I wouldn't fly without my kids in their car seats.


----------



## ChristyMarie (May 31, 2006)

I would also strongly suggest having the car seat on the plane for baby.

As for the bags, I have one with a long strap and wheels. It is awesome for getting the darn thing through the airport to the plane.


----------



## Kessed (Nov 28, 2007)

Personally - I think it's completely ridiculous to put an infant in a carseat on an airplane.

There is NO reason for it.

If you look at the numbers - there have been SO FEW injuries or deaths of unrestrained lap babies in the last 20 years that it's just fear mongering. There was a good discussion a few months past where someone actually looked up the numbers - and it's a chance of like 2/billion of death. It's FAR FAR more risky to drive to the airport.

We checked our carseat with our luggage. We had a stop over and didn't want to bother with it. We did gate check our stroller. I don't know what I would have done if we'd had a travel system. ? I guess - my DD SCREAMED bloody murder every time she was put in her carseat at that age. So the whole idea of subjecting her to any more time in it than absolutly necessary just didn't fly for us.
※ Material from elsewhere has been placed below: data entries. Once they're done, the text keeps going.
PR #859, opened 2020-05-22
Add compression to CacheSettings.

andescu:
This commit adds the possible compression settings to the CacheSettings
structure to be passed on to leveldb. Possible values so far are only
no compression or Snappy compression. Nevertheless there are user who
will profit from not applying any compression if the data added to the
cache is already compressed, e.g. protobuf.

Additionally this commit adds filter policy to bloom filter with 10
bits precision which will enhance reading speeds.

Relates-To: OLPEDGE-1984, OLPEDGE-1983

### DIFF
--- a/olp-cpp-sdk-core/include/olp/core/cache/CacheSettings.h
+++ b/olp-cpp-sdk-core/include/olp/core/cache/CacheSettings.h
@@ -46,6 +46,15 @@ enum class EvictionPolicy : unsigned char {
 };
 
 /**
+ * @brief Options for database compression.
+ */
+enum class CompressionType {
+  kNoCompression,     /*!< No compression applied on the data before storing. */
+  kDefaultCompression /*!< Default compression will be applied to data before
+                        storing. */
+};
+
+/**
  * @brief Settings for memory and disk caching.
  */
 struct CORE_API CacheSettings {
@@ -112,6 +121,20 @@ struct CORE_API CacheSettings {
    * is EvictionPolicy::kLeastRecentlyUsed.
    */
   EvictionPolicy eviction_policy = EvictionPolicy::kLeastRecentlyUsed;
+
+  /**
+   * @brief This flag sets the compression policy to be applied on the database.
+   *
+   * In some cases though, when all the data to be inserted is already
+   * compressed by any means, e.g. protobuf or other serialization protocols, it
+   * might not be worth to enable any compression at all as it will eat up some
+   * CPU to compress and decompress the metadata without major gain. This
+   * parameter is dynamic and can be changed between runs. If changed only new
+   * values which are added will be using the new compression policy all
+   * existing entries will remain unchanged. The default value is
+   * CompressionType::kDefaultCompression.
+   */
+  CompressionType compression = CompressionType::kDefaultCompression;
 
   /**
    * @brief The path to the protected (read-only) cache.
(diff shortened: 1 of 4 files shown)


olp-cpp-sdk-core/include/olp/core/cache/CacheSettings.h
```diff
@@ -113,6 +122,18 @@ struct CORE_API CacheSettings {
...
+   * @brief This flag sets the compression policy to be applied on the database.
+   *
+   * Even if the input data is incompressible, the kSnappyCompression
+   * implementation will efficiently detect that and will switch to uncompressed
+   * mode. In some cases though, when the data to be inserted is already
+   * compressed by any means, e.g. protobuf or other serialization protocols, it
+   * might not be worth it to enable any compression at all as it will eat up
+   * some CPU. The default value is CompressionType::kSnappyCompression.
+   */
+  CompressionType compression = CompressionType::kSnappyCompression;
```
r0busta, line 135: That makes the cache abstraction leaking. And might fire back with not the best-looking API.

olp-cpp-sdk-core/include/olp/core/cache/CacheSettings.h
```diff
@@ -113,6 +122,18 @@ struct CORE_API CacheSettings {
...
 
+  /**
+   * @brief This flag sets the compression policy to be applied on the database.
+   *
+   * Even if the input data is incompressible, the kSnappyCompression
+   * implementation will efficiently detect that and will switch to uncompressed
+   * mode. In some cases though, when the data to be inserted is already
+   * compressed by any means, e.g. protobuf or other serialization protocols, it
+   * might not be worth it to enable any compression at all as it will eat up
+   * some CPU. The default value is CompressionType::kSnappyCompression.
```
mykhailo-kuchma, line 133: Should we add information that the parameter is dynamic and can be changed between runs?

andescu: Will add.

olp-cpp-sdk-core/include/olp/core/cache/CacheSettings.h
andescu: Any suggestions what would be better?

r0busta: I advise against this option. 
First off, this "Even if the input data is incompressible, the kSnappyCompression implementation will efficiently detect that and will switch to uncompressed mode. [...]  it might not be worth it to enable any compression at all as it will eat up some CPU." contradicts itself. We either trust in Snappy's ability to detect incompressible data, or we don't and invest time in proper API design.
Second, there are some benchmarks[1] indicating that without compression, LevelDB works even slower.
Third, the original discussion that by disabling snappy we gain some perf was unfortunately void wasn't evidence-based.

--
[1] http://www.lmdb.tech/bench/microbench/benchmark.html

andescu: This benchmark http://www.lmdb.tech/bench/microbench/benchmark.html uses compressible data to measure if it makes sense or not, but in most of our cases, the data you download from the platform is already compressed, e.g. protobuf. And based on my benchmarking we definitely gain a lot of performance increase by disabling compression as the compression threads are still working in the background consuming CPU.

andescu: As discussed, changed to something more generic.

PR #863, opened 2020-05-25
Remove expired elements during cache eviction

mykhailo-kuchma:
When eviction happens, first we remove all expired elements, and only
then we remove other elements if still needed.
Change the internal LRU representation, so that we have fast access to
key expiration. Saves extra cache lookup during eviction.
Fix the use case when protected cache contains expired data.

Relates-To: OLPEDGE-1925

### DIFF
--- a/olp-cpp-sdk-core/src/cache/DefaultCacheImpl.cpp
+++ b/olp-cpp-sdk-core/src/cache/DefaultCacheImpl.cpp
@@ -151,6 +151,13 @@ bool DefaultCacheImpl::Clear() {
   return SetupStorage() == DefaultCache::StorageOpenResult::Success;
 }
 
+void DefaultCacheImpl::Compact() {
+  std::lock_guard<std::mutex> lock(cache_lock_);
+  if (mutable_cache_) {
+    mutable_cache_->Compact();
+  }
+}
+
 bool DefaultCacheImpl::Put(const std::string& key, const boost::any& value,
                            const Encoder& encoder, time_t expiry) {
   std::lock_guard<std::mutex> lock(cache_lock_);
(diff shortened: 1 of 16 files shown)


olp-cpp-sdk-core/src/cache/DefaultCacheImpl.h
```diff
@@ -56,9 +56,15 @@ class DefaultCacheImpl {
   bool RemoveKeysWithPrefix(const std::string& key);
 
  protected:
-  /// Alias for the LRU cache using the leveldb keys as key and the value size
+  /// The LRU value property.
+  struct ValueProperties {
+    size_t size{0ull};
+    time_t expiry{olp::cache::KeyValueCache::kDefaultExpiry};
```
andescu, line 62:
```suggestion
    time_t expiry{cache::KeyValueCache::kDefaultExpiry};
```

olp-cpp-sdk-core/src/cache/DefaultCacheImpl.cpp
```diff
@@ -379,24 +400,62 @@ uint64_t DefaultCacheImpl::MaybeEvictData(leveldb::WriteBatch& batch) {
   int64_t evicted = 0u;
   auto count = 0u;
   const auto min_size = kMinDiskUsedThreshold * settings_.max_disk_storage;
+
+  const auto current_time = olp::cache::InMemoryCache::DefaultTimeProvider()();
+
+  // Remove the expired elements first
+  for (auto it = mutable_cache_lru_->begin();
```
andescu, line 407: Maybe start from rbegin(), same as below and search for expired. After a certain point i guess the elements that are at the end are more likely to be expired.

olp-cpp-sdk-core/src/cache/DefaultCacheImpl.cpp
```diff
@@ -378,24 +399,62 @@ uint64_t DefaultCacheImpl::MaybeEvictData(leveldb::WriteBatch& batch) {
...
+      batch.Delete(expiry_key);
+      evicted += expiry_key.size() + kExpiryValueSize;
+
+      ++count;
+
+      if (memory_cache_) {
+        memory_cache_->Remove(key);
+      }
+
+      it = mutable_cache_lru_->Erase(it);
```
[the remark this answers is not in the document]
mykhailo-kuchma: It does not work when you do the reverse pass

mykhailo-kuchma:
Created a new PR https://github.com/heremaps/here-data-sdk-cpp/pull/870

Even if we'd bought a seat for her - I'm not going to do CIO on an airplane. And you can't stop the plane every 5 minutes like you can a car.

Let me add - I'm a BIG supporter of extended RFing because there is actual data to back up that position. Same thing with keeping kids harnessed for as long as possible. There are numbers which back up those positions. There are NO numbers to back up the position to use a car seat on a plane.


----------



## an_aurora (Jun 2, 2006)

There are many reasons to put a car seat on a plane.

Numbers don't much matter to me. Being unrestrained in any moving vehicle is unsafe, period, so we don't do it.


----------



## Friday13th (Jun 13, 2006)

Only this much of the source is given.